◆ **Information given**:
____
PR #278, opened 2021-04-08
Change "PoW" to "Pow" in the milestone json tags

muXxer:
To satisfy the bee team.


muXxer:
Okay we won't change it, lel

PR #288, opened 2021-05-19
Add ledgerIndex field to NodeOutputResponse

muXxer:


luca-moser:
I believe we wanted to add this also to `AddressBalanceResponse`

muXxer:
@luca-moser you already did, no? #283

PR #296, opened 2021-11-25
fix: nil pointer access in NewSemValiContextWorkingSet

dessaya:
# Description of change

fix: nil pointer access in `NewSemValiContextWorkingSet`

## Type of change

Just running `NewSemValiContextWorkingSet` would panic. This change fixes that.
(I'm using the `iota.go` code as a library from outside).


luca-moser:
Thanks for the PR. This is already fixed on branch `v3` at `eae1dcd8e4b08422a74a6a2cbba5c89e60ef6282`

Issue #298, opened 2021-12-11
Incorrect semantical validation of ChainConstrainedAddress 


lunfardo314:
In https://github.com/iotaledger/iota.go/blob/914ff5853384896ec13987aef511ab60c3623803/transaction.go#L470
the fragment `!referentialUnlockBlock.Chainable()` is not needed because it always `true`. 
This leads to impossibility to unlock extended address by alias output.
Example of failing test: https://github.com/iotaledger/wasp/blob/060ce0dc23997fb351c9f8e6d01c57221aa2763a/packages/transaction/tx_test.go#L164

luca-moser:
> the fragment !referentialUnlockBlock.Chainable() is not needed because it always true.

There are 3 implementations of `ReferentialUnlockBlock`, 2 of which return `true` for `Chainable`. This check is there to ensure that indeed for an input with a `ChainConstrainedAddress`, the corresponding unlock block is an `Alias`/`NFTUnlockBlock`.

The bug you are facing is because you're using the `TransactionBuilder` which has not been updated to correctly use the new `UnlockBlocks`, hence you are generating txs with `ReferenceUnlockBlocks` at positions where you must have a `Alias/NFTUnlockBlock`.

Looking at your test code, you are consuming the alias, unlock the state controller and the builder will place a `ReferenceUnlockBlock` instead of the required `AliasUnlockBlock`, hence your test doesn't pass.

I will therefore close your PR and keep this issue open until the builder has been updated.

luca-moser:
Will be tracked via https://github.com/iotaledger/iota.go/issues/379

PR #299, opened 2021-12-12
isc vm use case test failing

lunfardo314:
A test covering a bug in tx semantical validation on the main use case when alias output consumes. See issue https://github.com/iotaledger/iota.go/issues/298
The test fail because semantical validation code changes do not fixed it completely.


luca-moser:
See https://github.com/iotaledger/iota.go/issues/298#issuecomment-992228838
____
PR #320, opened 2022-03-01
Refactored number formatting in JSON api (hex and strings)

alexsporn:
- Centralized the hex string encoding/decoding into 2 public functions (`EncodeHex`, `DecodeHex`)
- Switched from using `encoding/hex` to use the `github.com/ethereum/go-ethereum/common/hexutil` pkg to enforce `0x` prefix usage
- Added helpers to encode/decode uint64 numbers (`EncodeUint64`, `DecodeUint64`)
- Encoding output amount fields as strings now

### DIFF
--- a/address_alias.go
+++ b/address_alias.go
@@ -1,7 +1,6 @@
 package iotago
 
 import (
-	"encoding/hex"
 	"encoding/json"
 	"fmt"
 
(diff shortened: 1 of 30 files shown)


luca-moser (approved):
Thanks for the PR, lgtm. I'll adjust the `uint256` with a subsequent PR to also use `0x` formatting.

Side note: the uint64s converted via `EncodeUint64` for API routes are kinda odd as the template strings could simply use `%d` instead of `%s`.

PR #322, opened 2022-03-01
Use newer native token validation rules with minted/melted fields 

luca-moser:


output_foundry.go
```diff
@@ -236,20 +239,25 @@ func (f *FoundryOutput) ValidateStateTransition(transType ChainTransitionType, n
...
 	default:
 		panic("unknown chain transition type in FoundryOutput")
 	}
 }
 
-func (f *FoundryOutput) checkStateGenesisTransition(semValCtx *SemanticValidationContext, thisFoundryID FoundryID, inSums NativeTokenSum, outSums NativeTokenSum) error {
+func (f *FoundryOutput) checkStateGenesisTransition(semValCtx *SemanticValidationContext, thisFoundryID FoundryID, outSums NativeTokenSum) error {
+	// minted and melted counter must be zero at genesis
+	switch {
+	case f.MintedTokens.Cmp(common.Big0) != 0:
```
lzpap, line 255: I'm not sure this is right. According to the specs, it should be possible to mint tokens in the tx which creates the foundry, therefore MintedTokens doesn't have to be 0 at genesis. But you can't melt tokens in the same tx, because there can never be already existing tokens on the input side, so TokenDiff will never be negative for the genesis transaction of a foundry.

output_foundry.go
____
◆ **Work instructions**: Repeat, character for character, the lines of the material above from the line with "- Added helpers" through the line with "PR #322, opened 2022-03-01".

◆ **Output of the exercise**:
- Added helpers to encode/decode uint64 numbers (`EncodeUint64`, `DecodeUint64`)
- Encoding output amount fields as strings now

### DIFF
--- a/address_alias.go
+++ b/address_alias.go
@@ -1,7 +1,6 @@
 package iotago
 
 import (
-	"encoding/hex"
 	"encoding/json"
 	"fmt"
 
(diff shortened: 1 of 30 files shown)


luca-moser (approved):
Thanks for the PR, lgtm. I'll adjust the `uint256` with a subsequent PR to also use `0x` formatting.

Side note: the uint64s converted via `EncodeUint64` for API routes are kinda odd as the template strings could simply use `%d` instead of `%s`.

PR #322, opened 2022-03-01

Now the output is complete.